■ **WHAT IS BEING ASKED**
First find the line containing "Without the SELinux" in the data, then set it down exactly along with every line after it, through the last.

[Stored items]

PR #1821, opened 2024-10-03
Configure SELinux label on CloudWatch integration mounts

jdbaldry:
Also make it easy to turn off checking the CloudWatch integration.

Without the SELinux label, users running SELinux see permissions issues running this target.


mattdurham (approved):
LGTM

■ **RESULT OF THE TASK**
Without the SELinux label, users running SELinux see permissions issues running this target.


mattdurham (approved):
LGTM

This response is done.